EXERCISE OBJECTIVE
Copy, word for word, each line of the data below from the first through the line containing "This implements Iterator", and stop there.
----- INPUT DATA -----
PR #329, opened 2023-10-12
[occ] Implement iterator for mvkv

udpatil:
This implements Iterator and ReverseIterator for mvkv for the KVStore interface. The memiterator will be composed of versionindexedstore and multiversionstore, and will yield values in a cascading fashion firstly from the writeset, and then second from the multiversion store.

This still needs optimization to persisted sorted keys instead of reconstructing sorted keys each time.

Unit test to verify basic functionality

### DIFF
--- a/store/multiversion/memiterator.go
+++ b/store/multiversion/memiterator.go
@@ -1,0 +1,74 @@
+package multiversion
+
+import (
+	dbm "github.com/tendermint/tm-db"
+
+	"github.com/cosmos/cosmos-sdk/store/types"
+	scheduler "github.com/cosmos/cosmos-sdk/types/occ"
+)
+
+// Iterates over iterKVCache items.
+// if key is nil, means it was deleted.
+// Implements Iterator.
+type memIterator struct {
+	types.Iterator
+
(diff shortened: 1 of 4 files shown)


store/multiversion/memiterator.go
```diff
@@ -0,0 +1,74 @@
...
+	if val, ok := mi.writeset[string(key)]; ok {
+		return val
+	}
+
+	// get the value from the multiversion store
+	val := mi.mvStore.GetLatestBeforeIndex(mi.index, key)
+
+	// if we have an estiamte, write to abort channel
+	if val.IsEstimate() {
+		mi.abortChannel <- scheduler.NewEstimateAbort(val.Index())
```
stevenlanders, line 66: should this keep processing here?  (or maybe something upstream handles?)

udpatil: we can't because once we have an estimate, we can't know what the actual value will be that we need to read, so this abort would be expected to be handled within the task / scheduler level, and this tx index would need to wait for the "estimate" to be cleared

PR #331, opened 2023-10-12
Fast reject invalid consensus params

philipsu522:
Previously, a  proposal to change Tendermint consensus params to an invalid value could be made, but could potentially halt the chain b/c at the block in which the proposal passes, Tendermint will verify that the params are valid and panic if the change is not valid (see https://github.com/sei-protocol/sei-tendermint/blob/d426f1fe475eb0c406296770ff5e9f8869b3887e/internal/state/execution.go#L320), thus halting the change. This PR early rejects the proposal so that the chain will no longer halt.
- Added unit tests
- Verified on a internal chain:
```
root@ip-172-31-34-209:/home/ubuntu/sei-chain# seid tx gov submit-proposal param-change prop.json --from admin -b block --fees 20000usei
Enter keyring passphrase:
Error: block.MaxGas must be greater or equal to -1. Got -2
...
root@ip-172-31-34-209:/home/ubuntu/sei-chain# seid tx gov submit-proposal param-change prop.json --from admin -b block --fees 2000usei
Enter keyring passphrase:
Error: block.MaxBytes is too big. 2202009600000 > 104857600
```

### DIFF
--- a/x/params/types/proposal/proposal.go
+++ b/x/params/types/proposal/proposal.go
@@ -1,7 +1,9 @@
 package proposal
 
 import (
+	"encoding/json"
 	"fmt"
+	"github.com/tendermint/tendermint/types"
 	"strings"
 
 	yaml "gopkg.in/yaml.v2"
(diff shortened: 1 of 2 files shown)


yzang2019 (approved):

stevenlanders (approved):
lgtm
-----
OUTPUT
PR #329, opened 2023-10-12
[occ] Implement iterator for mvkv

udpatil:
This implements Iterator and ReverseIterator for mvkv for the KVStore interface. The memiterator will be composed of versionindexedstore and multiversionstore, and will yield values in a cascading fashion firstly from the writeset, and then second from the multiversion store.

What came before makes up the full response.